The Head-Bearing Official

Gao Yan(高公岩), a man from Rugao(如臯), served as the magistrate of Gaoling in Shaanxi(陝西高陵令). One of his friends came to visit him but found it getting dusk while still about ten miles away from the city. Worried they wouldn’t make it to the city in time, they spotted an abandoned temple by the roadside. The main hall was closed and locked, but there were two rooms on the west side. There was a small door connecting these rooms to the main hall, also locked. Finding the rooms relatively tidy, they decided to stay the night there. They bought some wine, had a few drinks, undressed, and prepared for sleep. Their servant, meanwhile, went out to sleep in the ear room on the eastern side with the temple caretaker.

It was the 16th day of the lunar month, and the moonlight illuminated everything as bright as day. Gao Yan’s friend hadn’t slept for a long time when suddenly he heard footsteps in the main hall. The small door creaked open, revealing a person dressed in official attire, adorned with court beads, but this person had no head. They walked to the window and sat there, as if admiring the moon. Gao Yan’s friend was petrified, and when the figure turned as if seeing him, he hurriedly got up to escape. However, the lock outside had been turned upside down by his servant. He shouted loudly but couldn’t make a sound, and the servant didn’t respond. Left with no choice, he crawled out of the window.
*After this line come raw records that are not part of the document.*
PR #3959, opened 2020-03-09
Support `zh-Hant`

ray-kraesig:
Migrate `zh` to `zh-Hans`, and add support for `zh-Hant`.

Extracted from existing PR #3915.


gnprice:
Thanks @ray-kraesig !

These changes look great. The migration calls for manual testing that it works; you confirmed just now that you've done that in the context of #3915, and that sounds good to me. Merging!

PR #3960, opened 2020-03-09
eslint: Stop using react-native plugin.

chrisbobbe:
In abc043253, we disabled the only rule that remained enabled from
this plugin. So, remove the plugin. Leave the two existing
commented-out lines to enable other rules, which describe how we'd
like to potentially use them in the future. See:
  https://github.com/zulip/zulip-mobile/pull/3901#discussion_r388026654

----------------

From https://github.com/zulip/zulip-mobile/pull/3901#issuecomment-596799693, where Greg said:

> I've also dropped the new commit that removes the eslint react-native plugin, because I realized that it doesn't yet remove it from package.json and yarn.lock 🙂 -- only from the eslintrc. That can be a good quick followup.

### DIFF
--- a/.eslintrc.yaml
+++ b/.eslintrc.yaml
@@ -6,7 +6,7 @@ extends:
   - ./tools/formatting.eslintrc.yaml
 
 plugins:
- - react-native
+# - react-native
  - jest
  - flowtype
 
--- a/package.json
+++ b/package.json
@@ -97,7 +97,6 @@
     "eslint-plugin-jsx-a11y": "^6.2.3",
     "eslint-plugin-prettier": "^3.1.0",
     "eslint-plugin-react": "^7.14.2",
-    "eslint-plugin-react-native": "^3.7.0",
     "eslint-plugin-spellcheck": "0.0.14",
     "flow-bin": "^0.92.0",
     "flow-coverage-report": "^0.6.0",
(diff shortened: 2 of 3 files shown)


ray-kraesig:
If we're going to leave the two unused rules as comments, it probably makes sense to leave the `react-native` plugin inclusion in place as a comment as well.

That said, since we're looking at it – are there any rules under [the list of supported rules](https://github.com/Intellicode/eslint-plugin-react-native#list-of-supported-rules) that we *would* want?

chrisbobbe:
Greg identified those two from the list, as the only ones we might want. I'll quote here, since GitHub's UI made the two links in my opening comment appear identical (and therefore easy to skip over the first one); they're links to two different comments on the same PR:

Greg [says](https://github.com/zulip/zulip-mobile/pull/3901#discussion_r388026654):
> The next thing I notice here is that this means we're no longer using this ESLint plugin at all. :-) So should probably drop it entirely.
> 
> Looking back through the [list of all its rules](https://github.com/Intellicode/eslint-plugin-react-native/tree/master/docs/rules)... I think the only two we actually want are the two commented out below this one. Maybe we'd want to keep these commented-out config lines, as a reminder for a possible future where we try to bring one or both of those rules into use. But in the meantime, it'll be good to make `node_modules` a bit smaller, and `tools/test lint` perhaps a bit faster.

Leaving the `react-native` plugin inclusion in place, but commented out, sounds good to me.

chrisbobbe:
OK, I've re-added the react-native line and commented it out.

gnprice:
Thanks both!

I've just pushed 88cafe4df, too, to add a bit to the comments here.

PR #3963, opened 2020-03-10
emoji search: Search for query-string anywhere in the emoji name.

### LINKED ISSUE #3948: emoji autocomplete only searches at start of each emoji name
on web:
image

on mobile:
image

Issue: 
We filter emoji using `x.indexOf(query) === 0`, which only checks if emoji name starts with `query`. We should use `x. includes(query)`, so that all emojis which contains `query` are included. 

Moved here from:
https://github.com/zulip/zulip-mobile/pull/3847#discussion_r371967822

ray-kraesig:
Previously, emoji queries required an exact initial match. Instead,
match against the query-string's occurrence anywhere in the name.

This imperfectly mimicks the webapp's behavior, in that prefix-matches
are considered better than normal matches. The webapp leaves some
sort-ordering unspecified, however, and also has a set of "popular
emoji" which are always considered a good match if they're considered
a match at all. Properly mimicking the webapp is left as #3833.

Test data has been taken from the original PR #3836 by @sumukhah,
whose choice of sort order is also maintained to simplify tests.

Fixes #3948.

Co-Authored-By: sumukhah <sumukha214@gmail.com>

### DIFF
--- a/src/emoji/__tests__/data-test.js
+++ b/src/emoji/__tests__/data-test.js
@@ -51,16 +51,16 @@ describe('getFilteredEmojiNames', () => {
       'gorilla',
       'got_it',
       'agony',
+      'all_good',
       'dango',
       'dragon',
       'dragon_face',
-      'virgo',
-      'all_good',
+      'easy_come_easy_go',
+      'heart_of_gold',
+      'merry_go_round',
       'octagonal_sign',
       'synagogue',
-      'merry_go_round',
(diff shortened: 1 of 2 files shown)


gnprice:
Thanks @ray-kraesig ! Merged, with one more commit on top to give it the desired sort order -- it turned out to be just about as simple to do as the other one. :slightly_smiling_face:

Outside the window was a high wall, and unable to climb over it, he saw a tall tree nearby, climbed it, and looked down towards the window. He saw the headless figure had come to the outer room, still sitting where it was before, placing its head on its knees. Slowly, it extended two fingers, brushed its eyebrows and eyes, then held the head and placed it on its neck. Its eyes were sharp and piercing. At this point, Gao Yan’s friend was so terrified that he fainted.

The next day, the servant entered the room but couldn’t find the master. After searching everywhere, they finally found him in the tree. They tried to pull his wrists, but he held onto the tree trunk tightly, refusing to let go. After a while, he regained consciousness but thought a ghost was trying to capture him. He asked the temple caretaker, who explained, “Twenty years ago, during a conflict in Ningxia(寧夏), there was a man from Chu(楚, somewhere about the location of Hubei and Hunan), a deputy magistrate, who, due to a delay in delivering provisions, was beheaded by the general. His family, while transporting the coffin back to their hometown, ran out of funds and temporarily left the coffin in the temple. Perhaps now, his spirit longs for home and appeared before you.” Later, Gao Yan’s friend recounted this incident to Gao Yan, who funded the transportation costs for the coffin and wrote a letter to the deceased’s son, asking him to come and claim his father’s coffin.